_WHAT THE TASK ASKS:_ Among the lines of the records below, copy those that hold the word "organisers".

————————

PR #2665, opened 2026-06-23
Fix N+1 queries detected by Bullet

mroderick:
## What

Fixes N+1 queries caught by the Bullet gem during development.

### Changes

- Eager load `organisers` on Workshop and Event queries in the events controller (both upcoming and past views)
- Eager load `organisers` on Meeting queries (was causing N+1, same as Workshop and Event)
- Drop `:permissions` on Meeting queries -- genuinely unused in this view; `includes(:permissions)` adds a preload query without reducing the `organisers` queries (they fire their own SQL join regardless)
- Keep `:venue` on Meeting queries -- all 51 meetings have `venue_id` set in production, and `event.venue` is accessed in `_event.html.haml` line 18-20

### Verification

- [ ] /events/upcoming loads without Bullet::Notification::UnoptimizedQueryError
- [ ] /events/past loads without Bullet::Notification::UnoptimizedQueryError

### DIFF
--- a/app/controllers/events_controller.rb
+++ b/app/controllers/events_controller.rb
@@ -73,13 +73,13 @@ class EventsController < ApplicationController
 
   def fetch_upcoming_events
     events = [
-      Workshop.includes(:chapter, :sponsors, :host, :permissions)
+      Workshop.includes(:chapter, :sponsors, :host, :permissions, :organisers)
               .upcoming
               .joins(:chapter)
               .merge(Chapter.active)
     ]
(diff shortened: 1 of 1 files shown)


Odaeus (approved):
This is totally sensible. 👍🏻
If performance on these pages is an issue you could also look at other options like pulling from a DB view or preemptive caching.

mroderick:
> If performance on these pages is an issue you could also look at other options like pulling from a DB view or preemptive caching.

I also created https://github.com/codebar/planner/pull/2666, which improves performance considerably.

PR #2674, opened 2026-06-29
fix: eliminate flaky address presenter test due to unescaped HTML entities

mroderick:
## Problem

The `AddressPresenter#to_html` spec builds an expected string from Faker-generated data. Faker cities can contain apostrophes (e.g. `O'Connerstad`), and `ERB::Util.html_escape` escapes `'` to `&#39;`. The expected string used raw characters, so the test passed or failed depending on which random city Faker returned — a classic flake.

## Fix

Wrap each component in `ERB::Util.html_escape` when building the expected value, matching what the presenter does internally.

## Verification

Ran the test with 12 different seeds (including the CI seed `32568`). All pass.


mroderick:
This is blocked by #2675

PR #2675, opened 2026-06-29
fix: bump crass 1.0.6 → 1.0.7 for 4 DoS advisories

mroderick:
## Problem

`bundler-audit` fails on `crass 1.0.6` with 4 new advisories (all DoS via deep nesting / large exponents / non-ASCII chars / many adjacent comments). These were added to the advisory DB since the last bundle update.

`crass` is a transitive dependency — `loofah` (pulled in by `rails-html-sanitizer`/ActionView) depends on it with `~> 1.0.2`. We cannot drop it, but the bump is safe and minimal.

## Fix

`bundle update crass --conservative` — crass 1.0.6 → 1.0.7.

## Verification

- `bundler-audit check` — No vulnerabilities found
- `rspec spec/presenters/address_presenter_spec.rb --seed 32568` — passes

### DIFF
--- a/Gemfile.lock
+++ b/Gemfile.lock
@@ -164,7 +164,7 @@ GEM
     crack (1.0.1)
       bigdecimal
       rexml
-    crass (1.0.6)
+    crass (1.0.7)
     css_parser (2.2.0)
       addressable
     csv (3.3.5)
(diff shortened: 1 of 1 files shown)


olleolleolle (approved):
👍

————————

_WRITTEN SOLUTION:_
- Eager load `organisers` on Workshop and Event queries in the events controller (both upcoming and past views)
- Eager load `organisers` on Meeting queries (was causing N+1, same as Workshop and Event)
- Drop `:permissions` on Meeting queries -- genuinely unused in this view; `includes(:permissions)` adds a preload query without reducing the `organisers` queries (they fire their own SQL join regardless)
+      Workshop.includes(:chapter, :sponsors, :host, :permissions, :organisers)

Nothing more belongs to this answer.